Here are some records; return them all exactly.

(Collected data entries)
*** Block opens ***
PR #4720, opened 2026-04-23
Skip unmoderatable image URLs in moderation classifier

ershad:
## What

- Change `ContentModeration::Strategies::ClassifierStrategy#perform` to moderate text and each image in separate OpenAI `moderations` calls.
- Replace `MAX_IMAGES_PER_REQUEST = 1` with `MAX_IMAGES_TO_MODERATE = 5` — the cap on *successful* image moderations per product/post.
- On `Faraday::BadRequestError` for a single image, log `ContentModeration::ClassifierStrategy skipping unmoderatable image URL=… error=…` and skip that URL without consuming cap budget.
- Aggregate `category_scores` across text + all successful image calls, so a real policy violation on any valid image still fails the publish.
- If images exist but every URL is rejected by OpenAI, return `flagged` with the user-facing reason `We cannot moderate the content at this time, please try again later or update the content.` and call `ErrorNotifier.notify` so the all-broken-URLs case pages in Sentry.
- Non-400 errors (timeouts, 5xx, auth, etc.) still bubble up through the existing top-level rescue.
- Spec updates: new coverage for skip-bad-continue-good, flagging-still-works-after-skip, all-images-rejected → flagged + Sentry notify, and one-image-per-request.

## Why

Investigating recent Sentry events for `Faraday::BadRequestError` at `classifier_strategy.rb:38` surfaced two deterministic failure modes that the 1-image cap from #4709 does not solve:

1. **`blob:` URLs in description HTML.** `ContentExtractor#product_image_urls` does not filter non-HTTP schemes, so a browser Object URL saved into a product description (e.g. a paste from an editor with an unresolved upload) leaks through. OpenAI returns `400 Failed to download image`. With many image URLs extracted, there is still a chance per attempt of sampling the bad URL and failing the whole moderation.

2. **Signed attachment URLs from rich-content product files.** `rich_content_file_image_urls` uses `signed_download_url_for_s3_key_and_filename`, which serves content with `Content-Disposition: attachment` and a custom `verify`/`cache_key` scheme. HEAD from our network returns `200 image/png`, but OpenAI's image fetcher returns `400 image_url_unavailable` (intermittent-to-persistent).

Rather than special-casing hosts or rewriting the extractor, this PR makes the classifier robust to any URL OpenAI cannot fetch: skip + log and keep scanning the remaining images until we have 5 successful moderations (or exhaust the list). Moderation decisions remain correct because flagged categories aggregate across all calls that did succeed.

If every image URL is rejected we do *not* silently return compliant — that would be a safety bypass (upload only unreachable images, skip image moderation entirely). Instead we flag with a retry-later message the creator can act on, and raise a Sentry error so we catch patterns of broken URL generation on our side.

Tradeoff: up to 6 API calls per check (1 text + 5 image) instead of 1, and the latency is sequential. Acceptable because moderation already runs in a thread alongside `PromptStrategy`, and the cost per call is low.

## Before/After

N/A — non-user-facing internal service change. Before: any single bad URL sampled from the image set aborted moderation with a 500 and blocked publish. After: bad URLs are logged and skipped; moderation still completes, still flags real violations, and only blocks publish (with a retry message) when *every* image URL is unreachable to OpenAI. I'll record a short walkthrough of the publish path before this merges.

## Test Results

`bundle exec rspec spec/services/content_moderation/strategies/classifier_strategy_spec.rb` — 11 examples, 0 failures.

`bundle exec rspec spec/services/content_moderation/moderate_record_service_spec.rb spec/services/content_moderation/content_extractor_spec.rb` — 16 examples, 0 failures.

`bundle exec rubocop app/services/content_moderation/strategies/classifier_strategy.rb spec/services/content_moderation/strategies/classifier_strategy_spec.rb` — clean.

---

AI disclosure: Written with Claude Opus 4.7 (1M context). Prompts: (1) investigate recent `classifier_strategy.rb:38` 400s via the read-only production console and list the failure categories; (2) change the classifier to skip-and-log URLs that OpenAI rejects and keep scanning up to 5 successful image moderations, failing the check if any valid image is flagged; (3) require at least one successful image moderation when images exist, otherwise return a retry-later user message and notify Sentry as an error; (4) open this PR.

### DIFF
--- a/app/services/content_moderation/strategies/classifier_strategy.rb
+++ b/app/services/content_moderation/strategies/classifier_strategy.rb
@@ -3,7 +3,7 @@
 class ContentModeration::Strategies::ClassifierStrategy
*** Block closes ***
- [Exercise response]
PR #4720, opened 2026-04-23
Skip unmoderatable image URLs in moderation classifier

ershad:
## What

- Change `ContentModeration::Strategies::ClassifierStrategy#perform` to moderate text and each image in separate OpenAI `moderations` calls.
- Replace `MAX_IMAGES_PER_REQUEST = 1` with `MAX_IMAGES_TO_MODERATE = 5` — the cap on *successful* image moderations per product/post.
- On `Faraday::BadRequestError` for a single image, log `ContentModeration::ClassifierStrategy skipping unmoderatable image URL=… error=…` and skip that URL without consuming cap budget.
- Aggregate `category_scores` across text + all successful image calls, so a real policy violation on any valid image still fails the publish.
- If images exist but every URL is rejected by OpenAI, return `flagged` with the user-facing reason `We cannot moderate the content at this time, please try again later or update the content.` and call `ErrorNotifier.notify` so the all-broken-URLs case pages in Sentry.
- Non-400 errors (timeouts, 5xx, auth, etc.) still bubble up through the existing top-level rescue.
- Spec updates: new coverage for skip-bad-continue-good, flagging-still-works-after-skip, all-images-rejected → flagged + Sentry notify, and one-image-per-request.

## Why

Investigating recent Sentry events for `Faraday::BadRequestError` at `classifier_strategy.rb:38` surfaced two deterministic failure modes that the 1-image cap from #4709 does not solve:

1. **`blob:` URLs in description HTML.** `ContentExtractor#product_image_urls` does not filter non-HTTP schemes, so a browser Object URL saved into a product description (e.g. a paste from an editor with an unresolved upload) leaks through. OpenAI returns `400 Failed to download image`. With many image URLs extracted, there is still a chance per attempt of sampling the bad URL and failing the whole moderation.

2. **Signed attachment URLs from rich-content product files.** `rich_content_file_image_urls` uses `signed_download_url_for_s3_key_and_filename`, which serves content with `Content-Disposition: attachment` and a custom `verify`/`cache_key` scheme. HEAD from our network returns `200 image/png`, but OpenAI's image fetcher returns `400 image_url_unavailable` (intermittent-to-persistent).

Rather than special-casing hosts or rewriting the extractor, this PR makes the classifier robust to any URL OpenAI cannot fetch: skip + log and keep scanning the remaining images until we have 5 successful moderations (or exhaust the list). Moderation decisions remain correct because flagged categories aggregate across all calls that did succeed.

If every image URL is rejected we do *not* silently return compliant — that would be a safety bypass (upload only unreachable images, skip image moderation entirely). Instead we flag with a retry-later message the creator can act on, and raise a Sentry error so we catch patterns of broken URL generation on our side.

Tradeoff: up to 6 API calls per check (1 text + 5 image) instead of 1, and the latency is sequential. Acceptable because moderation already runs in a thread alongside `PromptStrategy`, and the cost per call is low.

## Before/After

N/A — non-user-facing internal service change. Before: any single bad URL sampled from the image set aborted moderation with a 500 and blocked publish. After: bad URLs are logged and skipped; moderation still completes, still flags real violations, and only blocks publish (with a retry message) when *every* image URL is unreachable to OpenAI. I'll record a short walkthrough of the publish path before this merges.

## Test Results

`bundle exec rspec spec/services/content_moderation/strategies/classifier_strategy_spec.rb` — 11 examples, 0 failures.

`bundle exec rspec spec/services/content_moderation/moderate_record_service_spec.rb spec/services/content_moderation/content_extractor_spec.rb` — 16 examples, 0 failures.

`bundle exec rubocop app/services/content_moderation/strategies/classifier_strategy.rb spec/services/content_moderation/strategies/classifier_strategy_spec.rb` — clean.

---

AI disclosure: Written with Claude Opus 4.7 (1M context). Prompts: (1) investigate recent `classifier_strategy.rb:38` 400s via the read-only production console and list the failure categories; (2) change the classifier to skip-and-log URLs that OpenAI rejects and keep scanning up to 5 successful image moderations, failing the check if any valid image is flagged; (3) require at least one successful image moderation when images exist, otherwise return a retry-later user message and notify Sentry as an error; (4) open this PR.

### DIFF
--- a/app/services/content_moderation/strategies/classifier_strategy.rb
+++ b/app/services/content_moderation/strategies/classifier_strategy.rb
@@ -3,7 +3,7 @@
 class ContentModeration::Strategies::ClassifierStrategy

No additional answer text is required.